AFTER finishing on top of the ladder, Geelong was knocked out of the premiership race by Richmond on Friday night. The loss has divided Cats fans, with many taking aim at Chris Scott for some of his questionable coaching decisions during the 2019 finals campaign. But is their frustration justified? Grady Hudd takes an in-depth look at Geelong’s most polarising figure.

PHOTO: Perform Media Channels Limited

AT the end of 2010, most people thought the Golden Era of the Geelong Football Club had come to an end.

Much of the season had been overshadowed by the fallout between coach Mark Thompson and Gary Ablett Jnr, whose inevitable move to the Gold Coast had created palpable tension behind the scenes.

It was remarkable to think that only a year after winning the 2009 grand final, a heavy preliminary final defeat at the hands of Collingwood was enough for most pundits to write Geelong off for good.

Those opinions seemed further validated when ‘Bomber’ departed as coach at the end of the season, leaving an ageing, but still decorated playing list, without anyone to steer the ship.

The appointment of Chris Scott as his successor was met with scepticism from a lot of Cats fans.

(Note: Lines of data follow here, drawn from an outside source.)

PR #112, opened 2018-09-19
Introduce z.dehydrateFile

eliangcs:
Adds `z.dehydrateFile` to CLI. Requires https://github.com/zapier/zapier/pull/19954.

`z.dehydrateFile` has two function signatures:

* `z.dehydrateFile(func, inputData)`: Nothing different from `z.dehydrate(func, inputData)` except that we're annotating the payload with an "it's for a file" tag. So the backend knows not to hydrate it too early in Zap editor.
* `z.dehydrateFile(url, request, meta)`: We'll run `hydrators.zapierDefaultFileHydrator`, which is injected at runtime as part of the app initialization. `zapierDefaultFileHydrator` provides the default implementation for the most common use cases. It downloads the file from the trigger-side app and uploads it to S3 with `z.stashFile`.

### DIFF
--- a/src/tools/create-file-dehydrator.js
+++ b/src/tools/create-file-dehydrator.js
@@ -1,0 +1,80 @@
+'use strict';
+
+const _ = require('lodash');
+
+const { DEFAULT_FILE_HYDRATOR_NAME } = require('../constants');
+const { DehydrateError } = require('../errors');
+const resolveMethodPath = require('./resolve-method-path');
+const wrapHydrate = require('./wrap-hydrate');
+
+const MAX_PAYLOAD_SIZE = 2048; // most urls cannot be larger than 2,083
+
+const createFileDehydrator = input => {
+  const app = _.get(input, '_zapier.app');
+
+  const dehydrateFileFromRequest = (url, request, meta) => {
+    url = url || undefined;
+    request = request || undefined;
+    meta = meta || undefined;
+    if (!url && !request) {
+      throw new DehydrateError(
+        'You must provide either url or request arguments!'
+      );
+    }
+
+    const inputData = {
+      url,
+      request,
+      meta
+    };
+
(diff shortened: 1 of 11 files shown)


test/hydration.js
```diff
@@ -25,26 +31,20 @@ describe('hydration', () => {
...
         dehydrate(funcToMiss, inputData);
-        '1'.should.eql('2'); // shouldn't pass
-      } catch (err) {
-        err.message.should.containEql(
-          'We could not find your function/array/object anywhere on your App definition.'
-        );
-      }
+      }).should.throw(
+        'We could not find your function/array/object anywhere on your App definition.'
+      );
```
bcooksey, line 47: Nice improvement on these tests!

src/tools/create-file-dehydrator.js
```diff
@@ -0,0 +1,58 @@
...
+      );
+    }
+    return wrapHydrate({
+      type: 'file',
+      method: `hydrators.${DEFAULT_FILE_HYDRATOR_NAME}`,
+      bundle: { url, request, meta }
+    });
+  };
+
+  const dehydrateFileFromFunc = (func, inputData) => {
```
bcooksey, line 29: The `fromRequest` and `fromFunc` threw me off a bit on first read cause it made me go "wait, we should be hydrating from a request or a func." I see now that it's communicating "dehydrate, with request as hydration options" or "dehydrate, with func as hydration options", but that doesn't make a very good method name. Unfortunately don't have anything better, so happy to roll with this for now.

bcooksey (approved):
Tested this locally on my machine, both with a function and a simple URL. Confirmed that we no longer hydrate too eagerly during Zap setup, that the default hydrator works, the function version works, and the caching let the editor keep using the same S3 URL.

Big wins!

PR #113, opened 2018-09-20
Better override for perform method on partial definition

BrunoBernardino:
Allowing the complete override of `perform` and `authentication.test` methods when applying a partial definition, to prevent confusion of "what to execute" if there's a
`url` and a `source`, for example, or a function and a `url` in those.

Added tests to confirm the behavior.

This was noticed as part of https://github.com/zapier/zapier/pull/19935

### DIFF
--- a/src/tools/create-lambda-handler.js
+++ b/src/tools/create-lambda-handler.js
@@ -83,7 +83,6 @@ const getAppRawOverride = (rpc, appRawOverride) => {
 
       if (typeof appRawOverride !== 'string') {
         appRawOverride = extendAppRaw(appRawOverride, appRawExtension);
-        console.log(appRawOverride);
         resolve(appRawOverride);
         return;
       }
--- a/src/tools/create-lambda-handler.js
+++ b/src/tools/create-lambda-handler.js
@@ -36,7 +36,7 @@ const extendAppRaw = (base, extension) => {
     'performSubscribe',
     'performUnsubscribe'
   ];
-  const concatArray = (objValue, srcValue, key) => {
+  const concatArrayAndOverrideKeys = (objValue, srcValue, key) => {
     if (Array.isArray(objValue) && Array.isArray(srcValue)) {
       return objValue.concat(srcValue);
     }
@@ -54,7 +54,7 @@ const extendAppRaw = (base, extension) => {
 
     return undefined;
   };
-  return _.mergeWith(base, extension, concatArray);
+  return _.mergeWith(base, extension, concatArrayAndOverrideKeys);
 };
 
 const getAppRawOverride = (rpc, appRawOverride) => {
--- a/src/tools/create-lambda-handler.js
+++ b/src/tools/create-lambda-handler.js
@@ -26,7 +26,48 @@ const extendAppRaw = (base, extension) => {
     }
     return undefined;
   };
-  return _.mergeWith(base, extension, concatArray);
+  const deletePerformIfBeingOverridden = (_base, _extension) => {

After all, who could possibly replace Thompson, a man so cool, quirky and unique that he’d often be seen munching sandwiches in the coaches’ box mid-game?

But, there was also a tentative optimism.

As a multiple premiership player at Brisbane, Scott was tough, fiery and maybe exactly what the Cats needed to spark them back to life.

As it so proved, it didn’t take long for him to endear himself to Cats fans, myself included.

He was every bit the character we had hoped for, and then some.

A coach who, like many of the Geelong faithful, would wear his heart on his sleeve, who would join in with us in screaming at the play, who would sit in eye-popping disbelief when an umpiring decision went against us.

He brought a passion that was missing from the 2010 season, and gave hope to Cats fans that maybe the Geelong story still had a few successful chapters left to write.

So, when the Cats defied the odds to storm to the 2011 premiership, their third in five seasons, we were filled with such hope that a new era was about to dawn, and that Scott was the man to guide us to our next dynasty.

Eight seasons later, those dreams have not translated into reality.

So near, yet so far

After promising so much, Scott has delivered just four finals victories from 15 attempts following his maiden premiership.

Four times the Cats have made the preliminary final, and four times they have fallen short.

It’s a record that most other clubs would envy – clubs like St Kilda, which after three grand final attempts in 2009 and 2010 (including the replay), have fallen to the depths of the table.

Even Hawthorn, after winning four flags between 2008 and 2015, seemingly has a rebuild in front of it.

While other clubs have fallen away, the Cats have remained competitive.

After Geelong’s 19-point preliminary final loss to Richmond on Friday night, Scott – ever-defiant in his post-game presser – argued making finals was a measure of success.

“Everyone in the know thinks that, unfortunately it doesn’t seem as if there’s that many people in the know,” he said.

It’s that prickly, sometimes arrogant, dismissive persona – the ‘don’t question my judgement’ attitude – that has slowly eroded Cats’ fans tolerance of Scott.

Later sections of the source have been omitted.